Start of DATASET CONTENT

PR #1197, opened 2017-09-01
Don't use encoding/gob to compute SHAs of config

ZackButcher:
Gob was barfing attempting to encode some nested protos due to requiring registration of types up front. For this usecase we just need SHAs of strings and proto fields, so we implement this directly for strings and use proto.Marshal to get a []byte from the protos

**Release note**:

```release-note
None
```

---
This change is [Reviewable](https://reviewable.io/reviews/istio/mixer/1197)

### DIFF
--- a/pkg/runtime/handlerTable.go
+++ b/pkg/runtime/handlerTable.go
@@ -153,14 +153,14 @@ func encode(buf *bytes.Buffer, v interface{}) {
 			glog.Warningf("Failed to write %v to a buffer: %v", t, err)
 		}
 	case proto.Message:
-		if b, err := proto.Marshal(proto.Message(t)); err != nil {
+		if b, err := proto.Marshal(t); err != nil {
 			glog.Warningf("Failed to marshall %v into a proto: %v", t, err)
 		} else if _, err := buf.Write(b); err != nil {
 			glog.Warningf("Failed to write %v to buffer: %v", b, err)
 		}
 	default:
 		glog.Warningf("Fell into default case for v.(type): %#v; falling back to fmt.Fprintf()", t)
-		if _, err := fmt.Fprintf(buf, "%v", t); err != nil {
+		if _, err := fmt.Fprintf(buf, "%+v", t); err != nil {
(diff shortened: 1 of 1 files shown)


pkg/runtime/handlerTable.go
```diff
@@ -145,20 +146,33 @@ func (t *handlerTable) initHandler(he *HandlerEntry) {
...
+			glog.Warningf("Failed to write %v to buffer: %v", t, err)
+		}
 	}
 }
 
 // computeSha for individual handler entries
 func (t *handlerTable) computeSha() {
-	var buff bytes.Buffer
-	enc := gob.NewEncoder(&buff)
+	buf := new(bytes.Buffer)
```
mandarjog: `var buf bytes.Buffer`  is preferred.

ZackButcher: We need a pointer to a buffer, not the buffer itself (`*bytes.Buffer` implements `io.Writer`, `bytes.Buffer` does not). `new(bytes.Buffer)` and `&bytes.Buffer{}` are identical.

pkg/runtime/handlerTable.go
```diff
@@ -145,20 +146,33 @@ func (t *handlerTable) initHandler(he *HandlerEntry) {
...
+		}
+	case proto.Message:
+		if b, err := proto.Marshal(proto.Message(t)); err != nil {
+			glog.Warningf("Failed to marshall %v into a proto: %v", t, err)
+		} else if _, err := buf.Write(b); err != nil {
+			glog.Warningf("Failed to write %v to buffer: %v", b, err)
+		}
+	default:
+		glog.Warningf("Fell into default case for v.(type): %#v; falling back to fmt.Fprintf()", t)
+		if _, err := fmt.Fprintf(buf, "%v", t); err != nil {
```
mandarjog: Use `%+v` so it also includes field names, so delimiting is better.

pkg/runtime/handlerTable.go
mandarjog: ok.

PR #1200, opened 2017-09-01
Add TCP attributes to appropriate manifests

douglas-reid:
This PR adds the attributes recently added to the global dictionary list to the manifests (old and new) within mixer.

**Release note**:

```release-note-none
```

---
This change is [Reviewable](https://reviewable.io/reviews/istio/mixer/1200)

### DIFF
--- a/testdata/config/attributes.yaml
+++ b/testdata/config/attributes.yaml
@@ -49,6 +49,24 @@ spec:
         valueType: STRING
       target.uid:
         valueType: STRING
+      connection.id:
+        valueType: STRING
+      connection.received.bytes:
+        valueType: INT64
+      connection.received.bytes_total:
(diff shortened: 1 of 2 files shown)


wora:
We should use prefix names everywhere. For example, creation time instead
of time created, total_bytes instead if bytes total, max length instead of
length max.

This is covered by Google API Design Guide. I wonder if we should open
source the design guide and invite Istio community to collaborate on it. If
we design the system using proto3, there are many benefits to have a high
quality design guide.

douglas-reid:
@wora this is just updating mixer's encoding of the attributes to match the canonical list in the istio/api repo. we should update that global list and then update everything else to match (including proxy/pilot).

PR #197, opened 2025-02-21
v0.4.0

ehavazli:
This is the orbit fix pulling data from ASF's S3 bucket. We will make sure the plugin works via test deployment and then resume processing.


cmarshak:
@ehavazli - this is ready to test using the `test` endpoint. Let's check in briefly after that.

I am very confident it will work after Andrew updated our test suite and did a single run. 

I am going to merge this PR after it passes the test to ensure no weird environment items changes. If you find issues, we can do another release.

(Note how I increased the label to `major`).

Thanks, @asjohnston-asf

cmarshak (approved):

PR #198, opened 2025-02-21
Adopt s1-orbits and remove esa credentials/hyp3lib 

asjohnston-asf:
Here's a more thorough orbit cleanup to consider. Using the s1-orbits package means hyp3lib is not longer needed as a dependency, and the esa username/password parameters are no longer required as inputs.

I don't fully appreciate the `dry_run` parameter; is it important that no orbit files be downloaded to disk when doing a dry run?

The test notebooks include code/instructions for setting up esa credentials and downloading orbits that still deserve to be updated. I'm opening the PR because I've been noodling on it today, but I'm not committed to doing the remaining work.


cmarshak:
Andrew - probably don't have much time to devote to updating the tests... and they are in notebooks. If you or even Emre can update these (they are probably trivial) that would be great.

I am going on leave in 2 weeks and trying to get everything done before then.

PR #199, opened 2025-02-21
Thorough update of `s1_orbits`

cmarshak:
@asjohnston-asf - thanks.

We definitely don't need to keep `dry-run` - we were doing the bare minimum to update the plugin. There may be some tests that are required - can't tell.

Let's see if the tests pass.

### DIFF
--- a/CHANGELOG.md
+++ b/CHANGELOG.md
@@ -5,8 +5,14 @@ All notable changes to this project will be documented in this file.
 The format is based on [Keep a Changelog](https://keepachangelog.com/en/1.0.0/),
 and this project adheres to [PEP 440](https://www.python.org/dev/peps/pep-0440/)
 and uses [Semantic Versioning](https://semver.org/spec/v2.0.0.html).
-## [0.3.9]
-* Use s1_orbits for downloading orbit data
+
+## [0.4.0]
+
+### Changed
+* Use `s1_orbits` rather than `hyp3lib` to download Sentinel-1 orbits files in `localize_orbits.download_orbits`
+
+### Removed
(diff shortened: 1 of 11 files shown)


cmarshak:
@asjohnston-asf - there are some linting issues and whatnot. If it passes, we can merge to `dev`.

@ehavazli - wait until this is merged to dev to make the small test run.

Then we can release - we would have to change from `patch` to `minor` bump. This amounts to changing the label.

End of DATASET CONTENT

-- WHAT THE EXERCISE ASKS --
Whatever appears in the data above is to be set down exactly.

-- FINISHED TASK --
PR #1197, opened 2017-09-01
Don't use encoding/gob to compute SHAs of config

ZackButcher:
Gob was barfing attempting to encode some nested protos due to requiring registration of types up front. For this usecase we just need SHAs of strings and proto fields, so we implement this directly for strings and use proto.Marshal to get a []byte from the protos

**Release note**:

```release-note
None
```

---
This change is [Reviewable](https://reviewable.io/reviews/istio/mixer/1197)

### DIFF
--- a/pkg/runtime/handlerTable.go
+++ b/pkg/runtime/handlerTable.go
@@ -153,14 +153,14 @@ func encode(buf *bytes.Buffer, v interface{}) {
 			glog.Warningf("Failed to write %v to a buffer: %v", t, err)
 		}
 	case proto.Message:
-		if b, err := proto.Marshal(proto.Message(t)); err != nil {
+		if b, err := proto.Marshal(t); err != nil {
 			glog.Warningf("Failed to marshall %v into a proto: %v", t, err)
 		} else if _, err := buf.Write(b); err != nil {
 			glog.Warningf("Failed to write %v to buffer: %v", b, err)
 		}
 	default:
 		glog.Warningf("Fell into default case for v.(type): %#v; falling back to fmt.Fprintf()", t)
-		if _, err := fmt.Fprintf(buf, "%v", t); err != nil {
+		if _, err := fmt.Fprintf(buf, "%+v", t); err != nil {
(diff shortened: 1 of 1 files shown)


pkg/runtime/handlerTable.go
```diff
@@ -145,20 +146,33 @@ func (t *handlerTable) initHandler(he *HandlerEntry) {
...
+			glog.Warningf("Failed to write %v to buffer: %v", t, err)
+		}
 	}
 }
 
 // computeSha for individual handler entries
 func (t *handlerTable) computeSha() {
-	var buff bytes.Buffer
-	enc := gob.NewEncoder(&buff)
+	buf := new(bytes.Buffer)
```
mandarjog: `var buf bytes.Buffer`  is preferred.

ZackButcher: We need a pointer to a buffer, not the buffer itself (`*bytes.Buffer` implements `io.Writer`, `bytes.Buffer` does not). `new(bytes.Buffer)` and `&bytes.Buffer{}` are identical.

pkg/runtime/handlerTable.go
```diff
@@ -145,20 +146,33 @@ func (t *handlerTable) initHandler(he *HandlerEntry) {
...
+		}
+	case proto.Message:
+		if b, err := proto.Marshal(proto.Message(t)); err != nil {
+			glog.Warningf("Failed to marshall %v into a proto: %v", t, err)
+		} else if _, err := buf.Write(b); err != nil {
+			glog.Warningf("Failed to write %v to buffer: %v", b, err)
+		}
+	default:
+		glog.Warningf("Fell into default case for v.(type): %#v; falling back to fmt.Fprintf()", t)
+		if _, err := fmt.Fprintf(buf, "%v", t); err != nil {
```
mandarjog: Use `%+v` so it also includes field names, so delimiting is better.

pkg/runtime/handlerTable.go
mandarjog: ok.

PR #1200, opened 2017-09-01
Add TCP attributes to appropriate manifests

douglas-reid:
This PR adds the attributes recently added to the global dictionary list to the manifests (old and new) within mixer.

**Release note**:

```release-note-none
```

---
This change is [Reviewable](https://reviewable.io/reviews/istio/mixer/1200)

### DIFF
--- a/testdata/config/attributes.yaml
+++ b/testdata/config/attributes.yaml
@@ -49,6 +49,24 @@ spec:
         valueType: STRING
       target.uid:
         valueType: STRING
+      connection.id:
+        valueType: STRING
+      connection.received.bytes:
+        valueType: INT64
+      connection.received.bytes_total:
(diff shortened: 1 of 2 files shown)


wora:
We should use prefix names everywhere. For example, creation time instead
of time created, total_bytes instead if bytes total, max length instead of
length max.

This is covered by Google API Design Guide. I wonder if we should open
source the design guide and invite Istio community to collaborate on it. If
we design the system using proto3, there are many benefits to have a high
quality design guide.

douglas-reid:
@wora this is just updating mixer's encoding of the attributes to match the canonical list in the istio/api repo. we should update that global list and then update everything else to match (including proxy/pilot).

PR #197, opened 2025-02-21
v0.4.0

ehavazli:
This is the orbit fix pulling data from ASF's S3 bucket. We will make sure the plugin works via test deployment and then resume processing.


cmarshak:
@ehavazli - this is ready to test using the `test` endpoint. Let's check in briefly after that.

I am very confident it will work after Andrew updated our test suite and did a single run. 

I am going to merge this PR after it passes the test to ensure no weird environment items changes. If you find issues, we can do another release.

(Note how I increased the label to `major`).

Thanks, @asjohnston-asf

cmarshak (approved):

PR #198, opened 2025-02-21
Adopt s1-orbits and remove esa credentials/hyp3lib 

asjohnston-asf:
Here's a more thorough orbit cleanup to consider. Using the s1-orbits package means hyp3lib is not longer needed as a dependency, and the esa username/password parameters are no longer required as inputs.

I don't fully appreciate the `dry_run` parameter; is it important that no orbit files be downloaded to disk when doing a dry run?

The test notebooks include code/instructions for setting up esa credentials and downloading orbits that still deserve to be updated. I'm opening the PR because I've been noodling on it today, but I'm not committed to doing the remaining work.


cmarshak:
Andrew - probably don't have much time to devote to updating the tests... and they are in notebooks. If you or even Emre can update these (they are probably trivial) that would be great.

I am going on leave in 2 weeks and trying to get everything done before then.

PR #199, opened 2025-02-21
Thorough update of `s1_orbits`

cmarshak:
@asjohnston-asf - thanks.

We definitely don't need to keep `dry-run` - we were doing the bare minimum to update the plugin. There may be some tests that are required - can't tell.

Let's see if the tests pass.

### DIFF
--- a/CHANGELOG.md
+++ b/CHANGELOG.md
@@ -5,8 +5,14 @@ All notable changes to this project will be documented in this file.
 The format is based on [Keep a Changelog](https://keepachangelog.com/en/1.0.0/),
 and this project adheres to [PEP 440](https://www.python.org/dev/peps/pep-0440/)
 and uses [Semantic Versioning](https://semver.org/spec/v2.0.0.html).
-## [0.3.9]
-* Use s1_orbits for downloading orbit data
+
+## [0.4.0]
+
+### Changed
+* Use `s1_orbits` rather than `hyp3lib` to download Sentinel-1 orbits files in `localize_orbits.download_orbits`
+
+### Removed
(diff shortened: 1 of 11 files shown)


cmarshak:
@asjohnston-asf - there are some linting issues and whatnot. If it passes, we can merge to `dev`.

@ehavazli - wait until this is merged to dev to make the small test run.

Then we can release - we would have to change from `patch` to `minor` bump. This amounts to changing the label.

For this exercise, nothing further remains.